Native American Tribe series.
Machapunga
The Machapunga were a small Native American tribe of the Algonquian language family, one of a number in the territory of North Carolina. They were a group who had migrated south from the Algonquian peoples of the Powhatan Confederacy in present-day Virginia. They are now extinct as a separate tribe. They spoke an Algonquian language and historically occupied a coastal area of northeastern North Carolina.
One of a number of small, Algonquian-speaking tribes in coastal North Carolina, the Machapunga (meaning "bad dust" or "much dirt," which sounds like an exonym given by a competing tribe, rather than an autonym they would identify with) lived in the Pungo River area. Many lived in a village called Mattamuskeet on the shore of Lake Mattamuskeet in present-day Hyde County. In 1701 English colonists described the tribe as containing roughly 100 members. In 1711 they participated in the Tuscarora War against the colonists. By 1715, the remaining members of the Coree, who lived to the south, had been merged into the Machapunga and lived together with them in Mattamuskeet.

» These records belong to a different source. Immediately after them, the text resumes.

PR #1139, opened 2019-09-19
Add docker testing notes

camallen:
Package: `app-project`

Add some notes on how to use docker containers to interactively test apps, i.e. from a bash console in the container with all the required test infrastructure installed.

I found this flow useful:
1.  dip into the code
0. make some changes
0. test my changes using `.only` mocha syntax
0. re-run the tests with `yarn test`
0. iterate until happy

# Review Checklist

## General

## Apps

- [ ] Does it work on mobile?

### DIFF
--- a/packages/app-project/README.md
+++ b/packages/app-project/README.md
@@ -47,7 +47,22 @@ yarn start
 See [Testing](#testing) for more details.
 
 #### Docker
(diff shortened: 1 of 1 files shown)


eatyourgreens:
👍 I didn't know you could change the entrypoint like that.

Issue #1106, opened 2019-09-03
Drawing task - delete marking


mcbouslog:
**Package**
lib-classifier

**Feature or Issue Description**
Allow markings from a drawing task in the current workflow step to be deletable. 

**To Dos**
...placeholder for project management, details TBD...

Issue #1104, opened 2019-09-03
Drawing task - read-only render for previous markings


mcbouslog:
**Package**
lib-classifier

**Feature or Issue Description**
Have a component, the markings renderer, that manages the rendering of previous annotation marks as read only. It will hide them if hide previous marks is toggled.

See [ADR 15](https://github.com/zooniverse/front-end-monorepo/blob/master/docs/arch/adr-15.md)

**To Dos**
...placeholder for project management, details TBD...

Issue #1103, opened 2019-09-03
Drawing task - save markings to annotation


mcbouslog:
**Package**
lib-classifier

**Feature or Issue Description**
On workflow step advance (Next) or Done (or Done & Talk) save markings from drawing/interaction state to annotation

see [ADR 15](https://github.com/zooniverse/front-end-monorepo/blob/master/docs/arch/adr-15.md)

**To Dos**
...placeholder for project management, details TBD...

simensta:
Using the [createViewModel()](https://github.com/mobxjs/mobx-utils#createviewmodel) functionality might be useful for this feature.

eatyourgreens:
Closed by #1339.

PR #1140, opened 2019-09-19
Add DrawingContainer

mcbouslog:
Package:
- lib-classifier
- helpful staging workflow: http://localhost:8080/?project=1876&workflow=3344

Staging project and workflow:
- http://localhost:8080/?project=1876&workflow=3344

Describe your changes:
- changes InteractionLayer event handlers from onMouse to onPointer
- refactors drawing store to more explicit naming
- renders DrawingContainer in InteractionLayerContainer if drawing task in active workflow step
- adds DrawingContainer for current and active workflow step markings
- adds Point and Line (and Root) drawing tool components

Notes:
- these changes are a portion of #1078 
- subsequent to these changes, adding the coordinate stream (as in #1078) and tool stores, saving markings to annotation (#1103), read-only render for previous markings (#1104) and delete marking (#1106) can all be worked on concurrently
- there is some temporary code to randomly add a point or line on `pointerup` to allow the items noted above to be worked on concurrently

Why WIP:
- [x] DrawingContainer tests
- [x] Root tests
- [x] Line tests

# Review Checklist

## General

## Apps

- [x] Does it work on mobile?
- [x] Can you `rm -rf node_modules/ && yarn bootstrap` and app works as expected?
- [x] Can you run a [production build](https://github.com/zooniverse/front-end-monorepo#getting-started) of the app?


packages/lib-classifier/src/components/Classifier/components/SubjectViewer/components/Drawing/DrawingContainer.js
```diff
@@ -0,0 +1,142 @@
...
+    }
+    if (tool.type === 'point') {
+      const coordinates = { x: (Math.floor(Math.random() * 400)), y: (Math.floor(Math.random() * 400)) }
+      this.finishMark(coordinates)
+    }
+  }
+
+  setActiveMark () {
+    const { activeDrawingTool, activeStepTasks } = this.props
+    const [activeDrawingTask] = activeStepTasks.filter(task => task.type === 'drawing')
```
srallen: I think we discussed having the drawing store filter this on a view getter function? Totally ok if that's going to come in a later PR.

packages/lib-classifier/src/components/Classifier/components/SubjectViewer/components/Drawing/tools/Root.spec.js
```diff
@@ -0,0 +1,17 @@
+import React from 'react'
+import { shallow } from 'enzyme'
+import { expect } from 'chai'
+import Root from './Root'
```
srallen: Non-blocking and more of an FYI. I think with the new module spec (mjs) in javascript that if the export name and the filename do not match that it'll error. So, we should try to match the file names to the export name whenever possible. Maybe rename the file to `DrawingToolRoot`?

packages/lib-classifier/src/components/Classifier/components/SubjectViewer/components/Drawing/DrawingContainer.js
mcbouslog: Yes and yes, those changes are in PR #1164, [here's a link specifically to those views in the store](https://github.com/zooniverse/front-end-monorepo/pull/1164/files#diff-e76319fbfa25691959816b6c45adbf06R11).

packages/lib-classifier/src/components/Classifier/components/SubjectViewer/components/Drawing/DrawingContainer.js
```diff
@@ -0,0 +1,158 @@
...
+
+    this.setState({ activeMark: newMark, marks: newMarks })
+  }
+
+  render () {
+    const { activeMark, marks } = this.state
+    if (!activeMark) return null
+
+    const MarkComponent = getDrawingTool(activeMark.tool.type)
+    // TODO: add error handling if don't get requested tool type
```
simensta: @mcbouslog, should we address this to do in a separate PR? If so, I can create issue for https://github.com/zooniverse/front-end-monorepo/projects/11.

mcbouslog: I think punt for now? I'm not sure exactly what behavior we'd like, i.e. console warning prob at minimum, but do we also want something in UI?

srallen:
@simensta are those to dos noted in an issue somewhere so we don't lose track of them?

eatyourgreens:
Check out the daily classification chart for focusable SVG.

PR #1145, opened 2019-09-20
Test feedback with invalid or undefined arguments

eatyourgreens:
Package:
lib-classifier

Adds some tests to the feedback helper functions that call them with null, undefined or false (invalid) projects, workflows and subjects.

This is more for completeness than anything else, to rule out another potential cause of #1112.

# Review Checklist

## General

## Apps

- [ ] Does it work on mobile?


eatyourgreens:
CI is failing because null or undefined values break workflow feedback.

Descendants of the Machapunga tribe reside in the Inner Banks of eastern North Carolina. Some of the Machapunga descendants traditionally had the surname Mackey, sometimes spelled Mackee, Mackie or Macky. Other known surnames among the people were Barber, Clark, Collins, Morris, and King. Survivors intermarried with other ethnic peoples, and their children and grandchildren carry all their ancestry.